В холодильнике он нашел салат из макарон, помидоров, базилика и подвяленных черных маслин, издававший такой запах, что мог бы и мертвых разбудить, а на второе – кильку, приправленную луком с уксусом. Монтальбано имел обыкновение всецело доверяться кулинарной фантазии Аделины, домработницы, каждый день приходившей к нему стряпать и убираться, матери двух неисправимых негодяев, один из которых, с легкой руки комиссара, теперь сидел в тюрьме. Значит, и сегодня Аделина его не разочаровала: всякий раз, собираясь открыть холодильник или духовку, он испытывал тот же трепет, что и в детстве, когда на рассвете второго ноября искал ивовую корзинку, в которую ночью мертвые положили свои подарки. Этот праздник нынче вывелся, вытесненный банальностью рождественских подарков под елочкой, так же как с легкостью вытеснялась нынче память о мертвых. Единственными, кто их не забывал, а напротив, упорно поминал, оставались мафиози, но подарки, которые они присылали в напоминание о своих мертвецах, не имели ничего общего с жестяными паровозиками или сладостями. Неожиданность, одним словом, была неизменной приправой Аделининой кухни.
Он взял кушанья, бутылку вина, хлеб, включил телевизор, устроился за столом. Ему нравилось есть в одиночестве, наслаждаться каждым куском в тишине, – среди многих качеств, которые привлекали его к Ливии, было и это: когда она ела, то не разговаривала. Ему подумалось, что по части вкусов он ближе к Мегрэ, чем к Пепе Карвальо, герою романов Монтальбана, который поедал такое, что даже у какой-нибудь акулы прожгло бы кишки.
Задувал, если верить сообщениям центральных каналов, мерзостный ветер недовольства: даже сама партия большинства в правительстве разделилась относительно закона, отменявшего предварительное заключение для людей, разворовавших полстраны; судьи, сорвавшие маску с политической коррупции, объявляли о своей отставке в знак протеста; легкий ветерок народного возмущения одушевлял интервью, бравшиеся на улицах у простых смертных.
Он переключился на первый из местных каналов. "Телевигата" была проправительственной по врожденной склонности, каким бы ни было правительство – красным, черным или голубоватеньким. Ведущий не упоминал о поимке Тано Грека, говорил лишь, что отдельные сознательные граждане сообщили в комиссариат Вигаты об одной оживленной, но столь же непонятной перестрелке, случившейся на рассвете в местности под названием "орех", но что следователи, немедленно прибывшие на место, не обнаружили ничего необычного. Об аресте Тано не обмолвился и журналист "Свободного канала" Николо Дзито, который не скрывал своей принадлежности к коммунистам. Это было знаком того, что новость, по счастью, наружу не вышла. Напротив, совершенно неожиданно Дзито заговорил о странном ограблении универсама Инграссии и о необъяснимом обнаружении грузовика со всем товаром, который был вынесен. Полагают, сообщил Дзито, что транспортное средство было брошено вследствие ссоры, произошедшей между сообщниками при разделе краденого. Дзито, однако, выразил несогласие с этой версией, – по его мнению, дело явно было намного сложнее.

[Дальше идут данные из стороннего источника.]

PR #100, opened 2018-12-07
Test Runner: Switch to 'rely'

bryphe:


test/dune
```diff
@@ -1,7 +1,6 @@
 (executable
     (name TestRunner)
```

– Комиссар Монтальбано, я обращаюсь непосредственно к вам. Не правда ли, это куда более запутанная история, чем кажется на первый взгляд? – спросил в заключение журналист.

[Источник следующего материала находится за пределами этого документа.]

Issue #103, opened 2018-12-07
API - Colors: Implement full set of colors available from HTML


bryphe:
We have a very small subset of Colors defined in our `Colors` module - like `Colors.red`, `Colors.blue`, etc.

It'd be great to have parity with the default set in HTML - I think this is a comprehensive list here:
https://www.w3schools.com/colors/colors_names.asp

Might be easier with #102 tackled - but it would be awesome to have this full set of Colors in `revery`, too!

Good place to start looking: 
https://github.com/bryphe/revery/blob/master/src/Core/Colors.re

bgoscinski:
I'm on it :)

bryphe:
Sweet, thank you @bgoscinski 😄  Let me know if you need any help getting started!

PR #106, opened 2018-12-07
feat: implement full set of named CSS colors

bgoscinski:
implements #103. I have some problems with `esy install` so I could not test this :(


bryphe:
Woah! Awesome, thank you @bgoscinski !

> I have some problems with esy install so I could not test this :(

CI will do this for us - but let me know if you want help troubleshooting the `esy install` issues. Feel free to open an issue here w/ the error and I'll see if I can help 👍

bryphe:
Thanks for the details @bgoscinski ! Cool to see another Windows developer using Reason - I'm also on Win10.

I opened an issue on the `esy` repo (it does seem more general than `revery`).

> In process manager I found out that esyCommand.exe spawns curl from C:\Windows\System32. Am I right that it should spawn the one which comes with cygwin?

Nice catch! I suspect this is the issue. Indeed when `esy` runs Curl, it's expecting the cygwin version, which has different semantics than the bundled Windows one.

bgoscinski:
woah! You're fast :D

bryphe:
Haha there's actually been a few other issues like this - we had the same problem with `git`, for example: https://github.com/esy/esy/pull/556/files

Thanks for the details / investigation!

Услышав, как его называют по имени, увидев глаза Дзито, уставленные на него, жующего, с экрана, Монтальбано поперхнулся вином, которое пил, задохнулся, закашлялся, зачертыхался.
Отобедав, он натянул плавки и залез в воду. Вода была ледяная, но, искупавшись, он почувствовал, что воскрес.
– Расскажите мне в точности, как было дело, – сказал начальник полиции.
Когда Монтальбано провели к шефу в кабинет, тот поднялся, пошел ему навстречу, обнял его в порыве чувств.